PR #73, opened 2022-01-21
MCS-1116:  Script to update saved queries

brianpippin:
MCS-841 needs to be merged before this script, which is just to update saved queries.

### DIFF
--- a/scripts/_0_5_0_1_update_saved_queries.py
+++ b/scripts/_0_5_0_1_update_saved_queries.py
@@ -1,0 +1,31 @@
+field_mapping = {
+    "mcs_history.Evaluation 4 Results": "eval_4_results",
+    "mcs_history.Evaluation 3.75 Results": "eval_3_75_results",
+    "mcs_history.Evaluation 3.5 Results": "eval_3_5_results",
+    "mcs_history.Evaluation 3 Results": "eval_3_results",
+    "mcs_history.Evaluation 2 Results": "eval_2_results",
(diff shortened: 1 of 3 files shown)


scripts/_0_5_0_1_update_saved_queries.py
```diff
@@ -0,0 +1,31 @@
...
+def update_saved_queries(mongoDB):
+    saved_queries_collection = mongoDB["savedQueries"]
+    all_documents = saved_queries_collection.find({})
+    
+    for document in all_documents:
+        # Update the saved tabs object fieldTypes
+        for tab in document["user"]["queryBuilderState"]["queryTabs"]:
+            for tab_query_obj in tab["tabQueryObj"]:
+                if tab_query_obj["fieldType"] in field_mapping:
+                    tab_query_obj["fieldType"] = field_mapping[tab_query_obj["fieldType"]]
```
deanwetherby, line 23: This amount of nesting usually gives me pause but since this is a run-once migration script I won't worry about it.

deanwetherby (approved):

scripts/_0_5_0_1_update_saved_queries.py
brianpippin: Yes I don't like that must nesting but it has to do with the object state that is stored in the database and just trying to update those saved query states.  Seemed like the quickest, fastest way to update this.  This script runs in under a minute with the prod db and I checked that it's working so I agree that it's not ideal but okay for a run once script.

--

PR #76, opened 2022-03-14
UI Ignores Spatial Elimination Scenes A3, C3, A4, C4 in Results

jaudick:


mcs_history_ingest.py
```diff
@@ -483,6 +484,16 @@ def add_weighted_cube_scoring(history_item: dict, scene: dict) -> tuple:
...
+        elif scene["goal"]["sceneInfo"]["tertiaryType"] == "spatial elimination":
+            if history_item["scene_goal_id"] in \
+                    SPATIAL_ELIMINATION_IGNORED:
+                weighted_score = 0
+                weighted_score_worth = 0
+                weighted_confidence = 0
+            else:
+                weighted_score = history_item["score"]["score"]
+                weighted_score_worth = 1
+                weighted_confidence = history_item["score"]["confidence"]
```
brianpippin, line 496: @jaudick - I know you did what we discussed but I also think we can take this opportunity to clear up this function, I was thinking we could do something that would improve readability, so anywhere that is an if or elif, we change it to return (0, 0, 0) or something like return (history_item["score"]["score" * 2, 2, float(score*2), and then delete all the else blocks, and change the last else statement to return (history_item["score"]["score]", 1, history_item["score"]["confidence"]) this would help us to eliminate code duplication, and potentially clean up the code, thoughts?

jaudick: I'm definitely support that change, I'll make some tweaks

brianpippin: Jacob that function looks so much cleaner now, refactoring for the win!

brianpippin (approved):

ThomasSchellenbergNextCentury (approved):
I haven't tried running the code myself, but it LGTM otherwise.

» **TO DO**
Of the lines above, copy each one that contains the word "mongoDB".

» **REPLY**
+def update_saved_queries(mongoDB):
+    saved_queries_collection = mongoDB["savedQueries"]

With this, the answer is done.